Segnatamente nelle inchieste penali su "gravi infrazioni fiscali" ai sensi della sottrazione consumata (art. 190 segg. in combinato disposto con l'art. 175 LIFD) l'Amministrazione federale delle contribuzioni (AFC) constata che un termine di prescrizione dell'azione penale di 10 anni sia molto breve per arrivare a una sentenza di prima istanza. Una tale sentenza è essenziale visto che successivamente non subentra più la prescrizione (art. 333 cpv. 6 lett. d CP). Sebbene concerna l'azione penale, questo termine di prescrizione ha ripercussioni sul ricupero d'imposta dato che in questi casi complessi i fatti sono determinati in occasione della procedura penale. Per quanto concerne i periodi fiscali prescritti dell'azione penale, di regola non esistono o esistono solo in parte fatti sufficientemente chiariti cosicché la riscossione dell'imposta nella procedura di ricupero d'imposta viene meno.
Il rischio di prescrizione può essere quantificato solo in misura limitata: nelle 11 delle 16 attuali inchieste penali dell'AFC (art. 190 segg. LIFD) l'azione penale per più periodi fiscali cadrebbe in prescrizione se la decisione su reclamo dell'autorità fiscale cantonale competente non viene emanata entro il 31 dicembre 2016. In questo caso sarebbe in pericolo il ricupero d'imposta di circa 170 milioni di franchi di reddito o utili. In mancanza di dati l'AFC non può quantificare i rischi finanziari delle rimanenti procedure.

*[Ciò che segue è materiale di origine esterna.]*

Issue #329, opened 2016-07-13
Add a SW for offline/LoFi support?


RByers:
The data seems easily cachable, but there's some server-side templating right?  Does it make sense to try to have some sort of offline (or more important lofi) experience?  @ebidel @drufball WDYT?

If we do this, then we might as well also add a manifest to make it a PWA (not many would add it to their homescreen, but I would!).

RByers:
If we wanted a great offline experience, perhaps we could rewrite the server-side templating to be client side?

ebidel:
+1 on making a PWA. Always meant to, just never had the time.

I don't think anything will change regarding the SSR of templates. The app basically falls under the app shell approach atm and it's not a SPA. That's prime for service worker caching.

ebidel:
Fixed

PR #357, opened 2016-07-21
Add a service worker for offline support

jpchase:
For #329, this change adds a service worker to enable offline support:
- Uses sw-precache to generate the worker script, and pull down the app shell on install
- Update the base template to register the service worker on all pages
- Runtime caching to allow the /features/ pages to work offline

This is a first cut. There is more work required to support the other pages, and some files aren't being handled as expected.

For now all of the caching configuration is specified in the gulp task to generate the service worker. The Web Starter Kit uses the approach of importing a script file specify the runtime caching. Any thoughts on which approach is preferred (other than the latter better allows for custom handlers)?

Please take a look.


app.yaml
```diff
@@ -31,6 +31,14 @@ handlers:
   static_files: static/robots.txt
   upload: static/robots\.txt
 
+- url: /service-worker\.js
+  static_files: static/dist/service-worker.js
+  upload: static/dist/service-worker\.js
+  expiration: "0m"
+  secure: always
+  http_headers:
+    Vary: Accept-Encoding
```
ebidel: Not familiar with needing this. Can you explain?

gulpfile.babel.js
```diff
@@ -93,10 +98,80 @@ gulp.task('default', ['clean'], cb =>
...
+      // Scripts
+      `${staticDir}/bower_components/webcomponentsjs/webcomponents-lite.min.js`,
+      `${staticDir}/js/**/*.js`,
+      // Styles
+      `${staticDir}/css/**/*.css`,
+    ],
+    runtimeCaching: [
+      // Server-side generated content
+      {
+        urlPattern: /\/features\/\w+$/,
```
ebidel: The deep links like https://www.chromestatus.com/features/5663174342737920 are actually all client-side. I'm not sure we need to cache those. Just the /features page itself.

gulpfile.babel.js
```diff
@@ -93,10 +98,80 @@ gulp.task('default', ['clean'], cb =>
...
+      },
+      // For dynamic data (json), try the network first to get the most recent
+      // values.
+      {
+        urlPattern: /\/features.json$/,
+        handler: 'networkFirst',
+      },
+      {
+        urlPattern: /\/omaha_data$/,
+        handler: 'networkFirst',
```
ebidel: remove trailing , on these

gulpfile.babel.js
```diff
@@ -93,10 +98,80 @@ gulp.task('default', ['clean'], cb =>
...
+      },
+      // Polymer elements that may or may not be vulcanized
+      {
+        urlPattern: /\/static\/(bower_components|elements)\//,
+        handler: 'cacheFirst',
```
ebidel: remove trailing ,

ebidel: I think we should use networkFirst. https://github.com/PolymerElements/platinum-sw#cacheonly--cachefirst-defaultcachestrategy-considered-harmful

templates/base.html
```diff
@@ -83,6 +83,8 @@
   {% include "footer.html" %}
 </div>
 
+<script src="/static/js/service-worker-registration.js"></script>
```
ebidel: add `async`

static/js/service-worker-registration.js
```diff
@@ -0,0 +1,56 @@
...
+      // 127.0.0.1/8 is considered localhost for IPv4.
+      window.location.hostname.match(
+        /^127(?:\.(?:25[0-5]|2[0-4][0-9]|[01]?[0-9][0-9]?)){3}$/
+      )
+    );
+
+  if ('serviceWorker' in navigator &&
+      (window.location.protocol === 'https:' || isLocalhost)) {
+    navigator.serviceWorker.register('/service-worker.js')
+    .then(function(registration) {
```
ebidel: indentation

ebidel: Do we need all this other stuff? Or are you stubbing it for later?

ebidel:
I'm fine with the globbing for now (instead of importing the generated cache list from the list of resources).

app.yaml
jpchase: I don't think it's needed. I copied from an example, and meant to go back and clean it up. I'll remove it.

gulpfile.babel.js
jpchase: Agreed. I still have to tweak this entry to get just the one page cached. There were other files getting cached incorrectly when just using `/features` as the regex.

templates/base.html
jpchase: Will do.

jeffposnick:
Thanks for putting this together! I'll take a look, too.

gulpfile.babel.js
jeffposnick: The safest way to deal with anything local and static is to make sure that it's being picked up by `sw-precache`'s `staticFileGlobs`, and then you don't need to specify it at all in the `runtimeCaching` section.

static/js/service-worker-registration.js
```diff
@@ -0,0 +1,56 @@
+/* eslint-env browser */
+(function() {
+  'use strict';
+
+  // Check to make sure service workers are supported in the current browser,
```
jeffposnick: `chromestatus.com` forcibly redirects to HTTPS, so there shouldn't be a need to implement this check.

static/js/service-worker-registration.js
jeffposnick: The only reason to keep it around is if we do want to display a "Something's updated! Please refresh." toast.

gulpfile.babel.js
```diff
@@ -93,10 +98,80 @@ gulp.task('default', ['clean'], cb =>
     'lint',
     'vulcanize',
     'scripts',
+    'generate-service-worker',
     cb
   )
 );
 
+// Copy over the scripts that are used in importScripts as part of the generate-service-worker task.
+gulp.task('copy-sw-scripts', () => {
```
jeffposnick: You don't need to do this: using `runtimeCaching` will take care of inlining the `sw-toolbox` code.

jeffposnick:
In an optimal setup, we'd be able to using the [`dynamicUrlToDependencies`](https://github.com/GoogleChrome/sw-precache#dynamicurltodependencies-objectstringarraystring) option to specify all the local files that uniquely define the contents of the top-level server-rendered URLs, like `/features`, and then be able to safely serve those cache-first. That would offer the most optimal experience, since as opposed to using a runtime caching strategy like `fastest`, clients would never have to request an update the HTML unless something actually changes.

Unfortunately, I just took a look at the different dependencies that uniquely define `/features`, and in addition to a bunch of partial/base templates (which `dynamicUrlToDependencies` doe know how to deal with), the contents are also uniquely determined by the [state of the App Engine datastore](https://github.com/GoogleChrome/chromium-dashboard/blob/master/server.py#L156). Since we can't tell at build time when the App Engine datastore has changed, `sw-precache` wouldn't be able to assign a unique hash fingerprint to `/features`, breaking the update model that `sw-precache` uses. (Hopefully that makes sense! Happy to explain in more detail.)

The summary being, I don't think we'll be able to get to the ideal, cache-first-with-hash-fingerprints service worker implementation for the dynamic HTML that the Chromium Dashboard uses. There are still some advantages of adding in a service worker with a runtime caching strategy for the HTML, like providing offline functionality. But the performance and data-saving wins won't be as great as if we could go cache-first for the navigation HTML.

static/js/service-worker-registration.js
jpchase: Good point, I'll remove it.

gulpfile.babel.js
jpchase: I left the task in for now, pending the final location for the runtime caching config (in the Gulp file vs an imported script).  I'll clean it up once the runtime caching is finalized.

ebidel:
@jeffposnick, the dashboard doesn't release that often and our assets are fairly small. WDYT about having a setup where we nuke the cache on every release? Users (re)download more than they need, but it would be an offline-first approach.

gulpfile.babel.js
jpchase: Yes, it would be my preference to use sw-precache for all the included Polymer elements. However, I'm concerned about the size of the content - how much is reasonable? Adding the vulcanized files to sw-precache, adds over 1MB to be fetched on install (total precache size 117kB -> 1.5MB, as in the see the output below).

We could:
- Precache only feature-imports.vulcanized.*, as this is part of the main view, and will have to be downloaded/cached anyway to work offline
- Use runtime caching, strategy = fastest, for the other static elements.

Partial output from sw-precache for vulcanized content:
[11:57:36] Caching static resource "static/elements/admin-imports.vulcanize.html" (39.92 kB)
[11:57:36] Caching static resource "static/elements/admin-imports.vulcanize.js" (255.38 kB)
[11:57:36] Caching static resource "static/elements/features-imports.vulcanize.html" (74.05 kB)
[11:57:36] Caching static resource "static/elements/features-imports.vulcanize.js" (303.58 kB)
[11:57:36] Caching static resource "static/elements/metrics-imports.vulcanize.html" (124.71 kB)
[11:57:36] Caching static resource "static/elements/metrics-imports.vulcanize.js" (264.49 kB)
[11:57:36] Caching static resource "static/elements/samples-imports.vulcanize.html" (47.89 kB)
[11:57:36] Caching static resource "static/elements/samples-imports.vulcanize.js" (270.76 kB)
[11:57:36] Total precache size is about 1.5 MB for 36 resources.

ebidel: The latest output is a about 942KB after my slimming PR.
```
-rw-r--r--  1 ericbidelman  eng    10K Jul 22 09:57 static/elements/admin-imports.vulcanize.html
-rw-r--r--  1 ericbidelman  eng   161K Jul 22 09:57 static/elements/admin-imports.vulcanize.js
-rw-r--r--  1 ericbidelman  eng   3.9K Jul 22 09:57 static/elements/chromedash-legend.vulcanize.html
-rw-r--r--  1 ericbidelman  eng   664B Jul 22 09:58 static/elements/chromedash-legend.vulcanize.js
-rw-r--r--  1 ericbidelman  eng    47K Jul 22 09:57 static/elements/features-imports.vulcanize.html
-rw-r--r--  1 ericbidelman  eng   208K Jul 22 09:58 static/elements/features-imports.vulcanize.js
-rw-r--r--  1 ericbidelman  eng    22K Jul 22 09:57 static/elements/metrics-imports.vulcanize.html
-rw-r--r--  1 ericbidelman  eng   173K Jul 22 09:58 static/elements/metrics-imports.vulcanize.js
-rw-r--r--  1 ericbidelman  eng    13K Jul 22 09:57 static/elements/paper-menu-button.vulcanize.html
-rw-r--r--  1 ericbidelman  eng    86K Jul 22 09:58 static/elements/paper-menu-button.vulcanize.js
-rw-r--r--  1 ericbidelman  eng    32K Jul 22 09:57 static/elements/samples-imports.vulcanize.html
-rw-r--r--  1 ericbidelman  eng   186K Jul 22 09:58 static/elements/samples-imports.vulcanize.js
```

IMO, 1M to cache an entire site (esp these days) is not a lot. Many sites are much greater than that. I have more work to do to slim down the vulcanized bundles, but we can also remove the `admin` imports. You have to be online to use those pages anyway. That'll save about 300KB right off the bat.

jeffposnick:
All of the static assets can be versioned properly by `sw-precache` and we don't have to do anything special to get that part working efficiently.

The HTML contents of at least `/features` (if not other HTML pages as well) depend on something outside of our release cycle—the current state of the App Engine datastore. The App Engine datastore could be updated at any time, outside of any formal release process.

Changing that would be a larger re-architecture, so just using a (less than optimal, but by no means awful) `runtimeCaching` strategy like `fastest` or `networkFirst` for URLs corresponding to server-generated HTML is probably the best bet for the initial implementation.

gulpfile.babel.js
jeffposnick: The problem with using a runtime strategy like `fastest` is that each and every time you request a resource, you're going to fire off an additional network request, and that will end up using bandwidth. (That network request may or may not be fulfilled by the HTTP cache, depending on the standard caching headers.)

Using the precaching and versioning strategy employed by `sw-precache`, you pay the upfront cost once, and then don't fire off any additional network requests unless the service worker detects that there's actually a change. So it ends up being more bandwidth-conscious over time.

Removing unlikely-to-be-needed bundles, like the admin bundle, definitely make sense. And as with any caching strategy, the more fine-grained the resources, the less likely that a large bundle will need to be invalidated due to a small change.

jpchase:
I've addressed various comments in the latest commits. Beyond the minor cleanups, the summary:
- All vulcanized files are pre-cached, with the exception of the admin pages
- Runtime caching is used for the server-side pages, strategy = fastest
- Runtime caching is used for data/json files, strategy = network first

The features, samples and metrics are now working offline. I couldn't fully test the metrics timeline pages due to lack of data.

ebidel:
Hey @jpchase can you rebase against master?

jpchase:
I've merged with the latest from master.

jpchase:
@ebidel Does this PR look good to merge? I don't see any outstanding comments (and Github says there are no conflicts).

ebidel:
Sorry, didn't realize this was back in my court. I want to test locally before merging, but otherwise early LGTM. Will merge if everything looks good.

ebidel:
LGTM. Works great!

Con la legge sull'IVA del 12 giugno 2009, il 1° gennaio 2010 è entrata in vigore anche una riduzione del termine di prescrizione assoluto di 15 anni finora valido per cui la prescrizione del diritto di tassazione interviene già dopo 10 anni (art. 42 cpv. 6 LIVA). Al fine di limitare il più possibile il rischio di perdite di entrate il Consiglio federale propone modifiche di legge nel quadro della revisione parziale della legge sull'IVA (vedi art. 42 cpv. 4, sospensione della prescrizione del diritto di tassazione; art. 42 cpv. 6, termine di prescrizione assoluta del diritto di tassazione; art. 105 cpv. 1 lett. b D-LIVA, prescrizione dell'azione penale per i delitti), che si prefiggono di prolungare i termini di prescrizione (messaggio del 25 febbraio 2015 concernente la revisione parziale della legge sull'IVA). Al momento il disegno di revisione è all'esame delle due Camere.
Riguardo all'ammontare dei rischi finanziari relativi alla riduzione a 10 anni ai fini dell'imposta sul valore aggiunto non è possibile operare una stima poiché la riduzione del termine di prescrizione ha effetto solo a partire dal 2020.
Per motivi di certezza del diritto, il Consiglio federale propone per l'imposta federale diretta di non modificare nuovamente il termine di prescrizione di 10 anni recentemente deciso e non ancora entrato in vigore. L'AFC è consapevole dei rischi di prescrizione e ne tiene conto nell'adempimento dei suoi compiti. Qualora si dovesse delineare una futura necessità di intervento, il Consiglio federale avvierà le misure necessarie.
Il Consiglio federale propone di respingere la mozione.